▶ [WHAT THE TASK ASKS] Scan the records below. Copy every line in which the word "bash" appears.

▶ [RECORDS SHOWN]
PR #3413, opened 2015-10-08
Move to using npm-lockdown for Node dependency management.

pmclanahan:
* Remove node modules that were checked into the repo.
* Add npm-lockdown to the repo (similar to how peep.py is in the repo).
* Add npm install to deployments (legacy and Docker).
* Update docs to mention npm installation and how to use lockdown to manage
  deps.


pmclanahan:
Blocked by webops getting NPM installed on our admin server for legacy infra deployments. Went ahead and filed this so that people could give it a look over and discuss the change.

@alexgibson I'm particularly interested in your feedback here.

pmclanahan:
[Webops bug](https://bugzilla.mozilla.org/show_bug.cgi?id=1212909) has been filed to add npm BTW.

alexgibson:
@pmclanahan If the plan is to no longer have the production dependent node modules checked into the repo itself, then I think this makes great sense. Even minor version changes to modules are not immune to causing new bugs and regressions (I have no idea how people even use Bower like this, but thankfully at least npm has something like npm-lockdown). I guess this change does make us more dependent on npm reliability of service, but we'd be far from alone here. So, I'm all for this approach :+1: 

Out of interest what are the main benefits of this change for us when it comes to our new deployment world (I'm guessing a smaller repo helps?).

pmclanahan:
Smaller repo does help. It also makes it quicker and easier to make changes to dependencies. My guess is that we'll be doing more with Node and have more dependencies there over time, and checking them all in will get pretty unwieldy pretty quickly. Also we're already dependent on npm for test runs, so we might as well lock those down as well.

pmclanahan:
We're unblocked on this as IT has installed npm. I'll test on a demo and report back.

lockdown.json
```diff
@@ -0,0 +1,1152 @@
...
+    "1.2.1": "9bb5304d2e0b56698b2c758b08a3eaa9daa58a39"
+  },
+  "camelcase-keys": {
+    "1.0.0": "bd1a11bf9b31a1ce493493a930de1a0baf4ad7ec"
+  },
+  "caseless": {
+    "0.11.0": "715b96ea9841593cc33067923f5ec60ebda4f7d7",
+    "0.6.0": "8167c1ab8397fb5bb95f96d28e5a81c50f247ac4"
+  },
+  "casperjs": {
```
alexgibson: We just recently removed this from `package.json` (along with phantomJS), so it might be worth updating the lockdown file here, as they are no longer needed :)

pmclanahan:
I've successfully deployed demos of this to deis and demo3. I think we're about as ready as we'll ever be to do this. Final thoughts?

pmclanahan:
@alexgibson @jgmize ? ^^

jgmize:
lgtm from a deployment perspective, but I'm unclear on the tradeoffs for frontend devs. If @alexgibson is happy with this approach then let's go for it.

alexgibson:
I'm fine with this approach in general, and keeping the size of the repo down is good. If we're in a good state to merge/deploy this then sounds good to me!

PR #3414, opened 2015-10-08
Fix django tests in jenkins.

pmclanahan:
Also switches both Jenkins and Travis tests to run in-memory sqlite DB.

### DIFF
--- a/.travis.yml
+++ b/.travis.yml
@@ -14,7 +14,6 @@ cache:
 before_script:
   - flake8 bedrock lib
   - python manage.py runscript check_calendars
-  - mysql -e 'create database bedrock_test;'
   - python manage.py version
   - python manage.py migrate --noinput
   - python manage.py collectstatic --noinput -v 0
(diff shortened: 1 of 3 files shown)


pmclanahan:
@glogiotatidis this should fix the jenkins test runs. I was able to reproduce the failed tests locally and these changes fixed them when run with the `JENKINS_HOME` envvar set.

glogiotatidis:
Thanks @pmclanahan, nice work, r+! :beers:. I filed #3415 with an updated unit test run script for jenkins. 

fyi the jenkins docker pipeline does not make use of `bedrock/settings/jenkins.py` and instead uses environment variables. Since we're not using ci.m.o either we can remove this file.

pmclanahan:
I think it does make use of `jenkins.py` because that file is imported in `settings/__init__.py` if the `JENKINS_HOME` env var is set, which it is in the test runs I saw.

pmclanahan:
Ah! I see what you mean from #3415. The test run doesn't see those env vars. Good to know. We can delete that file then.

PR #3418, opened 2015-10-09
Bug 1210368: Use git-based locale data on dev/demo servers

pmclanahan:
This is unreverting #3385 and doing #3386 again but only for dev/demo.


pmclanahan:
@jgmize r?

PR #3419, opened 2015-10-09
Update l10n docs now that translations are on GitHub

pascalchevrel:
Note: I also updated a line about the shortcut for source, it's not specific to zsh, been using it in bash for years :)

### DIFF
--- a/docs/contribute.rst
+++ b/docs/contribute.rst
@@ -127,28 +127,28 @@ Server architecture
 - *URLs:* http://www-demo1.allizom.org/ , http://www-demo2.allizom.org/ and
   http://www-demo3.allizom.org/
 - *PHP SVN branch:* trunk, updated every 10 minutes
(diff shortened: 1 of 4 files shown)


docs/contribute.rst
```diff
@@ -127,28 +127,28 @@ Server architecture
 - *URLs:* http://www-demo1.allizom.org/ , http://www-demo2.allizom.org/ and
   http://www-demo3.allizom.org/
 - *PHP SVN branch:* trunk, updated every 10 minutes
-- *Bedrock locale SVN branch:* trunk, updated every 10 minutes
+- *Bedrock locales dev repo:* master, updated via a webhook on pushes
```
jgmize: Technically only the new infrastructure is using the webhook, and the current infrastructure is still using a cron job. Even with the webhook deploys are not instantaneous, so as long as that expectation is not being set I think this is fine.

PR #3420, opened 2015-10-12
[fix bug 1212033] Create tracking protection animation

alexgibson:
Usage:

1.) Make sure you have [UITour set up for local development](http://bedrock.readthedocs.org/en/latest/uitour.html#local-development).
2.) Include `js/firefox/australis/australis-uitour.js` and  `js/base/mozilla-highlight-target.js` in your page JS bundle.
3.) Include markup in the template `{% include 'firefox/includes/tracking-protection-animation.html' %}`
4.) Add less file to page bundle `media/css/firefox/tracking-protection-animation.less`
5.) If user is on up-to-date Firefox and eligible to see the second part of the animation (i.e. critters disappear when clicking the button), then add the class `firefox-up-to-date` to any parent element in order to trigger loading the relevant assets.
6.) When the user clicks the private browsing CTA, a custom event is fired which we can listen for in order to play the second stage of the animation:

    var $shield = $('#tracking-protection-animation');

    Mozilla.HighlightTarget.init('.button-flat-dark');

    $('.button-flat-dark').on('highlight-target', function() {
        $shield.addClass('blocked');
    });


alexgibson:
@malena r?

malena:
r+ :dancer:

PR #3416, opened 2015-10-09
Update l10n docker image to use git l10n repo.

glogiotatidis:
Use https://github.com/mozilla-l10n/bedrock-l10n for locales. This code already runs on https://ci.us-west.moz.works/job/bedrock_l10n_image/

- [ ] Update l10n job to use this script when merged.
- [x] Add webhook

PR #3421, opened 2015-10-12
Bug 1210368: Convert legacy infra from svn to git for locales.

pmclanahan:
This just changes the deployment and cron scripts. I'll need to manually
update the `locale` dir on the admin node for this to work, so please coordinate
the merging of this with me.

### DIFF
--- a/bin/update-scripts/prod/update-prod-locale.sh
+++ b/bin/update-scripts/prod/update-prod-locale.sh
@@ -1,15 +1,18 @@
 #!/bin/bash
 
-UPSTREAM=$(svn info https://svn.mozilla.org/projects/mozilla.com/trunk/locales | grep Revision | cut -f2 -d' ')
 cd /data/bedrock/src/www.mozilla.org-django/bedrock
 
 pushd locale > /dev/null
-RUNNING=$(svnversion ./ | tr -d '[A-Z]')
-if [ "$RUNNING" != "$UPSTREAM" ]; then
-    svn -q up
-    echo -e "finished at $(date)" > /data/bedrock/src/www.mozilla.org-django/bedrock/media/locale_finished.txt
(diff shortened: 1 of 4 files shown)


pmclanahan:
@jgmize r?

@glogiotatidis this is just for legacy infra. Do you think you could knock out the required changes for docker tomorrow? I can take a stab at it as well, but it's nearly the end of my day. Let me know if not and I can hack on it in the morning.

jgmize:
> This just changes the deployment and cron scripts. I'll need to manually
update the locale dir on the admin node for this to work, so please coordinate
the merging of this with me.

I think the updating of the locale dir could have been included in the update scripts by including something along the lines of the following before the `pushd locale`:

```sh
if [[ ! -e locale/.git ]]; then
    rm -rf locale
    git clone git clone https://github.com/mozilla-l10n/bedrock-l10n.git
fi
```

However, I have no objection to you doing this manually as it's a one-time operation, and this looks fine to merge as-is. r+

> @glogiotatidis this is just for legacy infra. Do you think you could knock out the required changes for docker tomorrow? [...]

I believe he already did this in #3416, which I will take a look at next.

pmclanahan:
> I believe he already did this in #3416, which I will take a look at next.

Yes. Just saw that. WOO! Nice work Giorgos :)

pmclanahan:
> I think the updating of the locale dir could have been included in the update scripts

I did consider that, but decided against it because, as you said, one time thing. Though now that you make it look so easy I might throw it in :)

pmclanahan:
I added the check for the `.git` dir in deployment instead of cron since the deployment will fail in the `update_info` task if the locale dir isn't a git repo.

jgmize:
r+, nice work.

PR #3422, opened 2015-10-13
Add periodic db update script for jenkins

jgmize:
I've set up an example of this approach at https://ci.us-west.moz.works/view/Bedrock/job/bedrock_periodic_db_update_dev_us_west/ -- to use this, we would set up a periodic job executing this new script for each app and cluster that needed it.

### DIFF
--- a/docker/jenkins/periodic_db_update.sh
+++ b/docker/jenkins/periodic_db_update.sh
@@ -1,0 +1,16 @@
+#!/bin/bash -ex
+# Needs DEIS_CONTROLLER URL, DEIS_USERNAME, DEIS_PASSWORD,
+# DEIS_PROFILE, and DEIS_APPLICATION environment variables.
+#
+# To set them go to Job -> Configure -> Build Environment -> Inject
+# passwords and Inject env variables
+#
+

▶ [EXPECTED ANSWER]
Note: I also updated a line about the shortcut for source, it's not specific to zsh, been using it in bash for years :)
 #!/bin/bash
+#!/bin/bash -ex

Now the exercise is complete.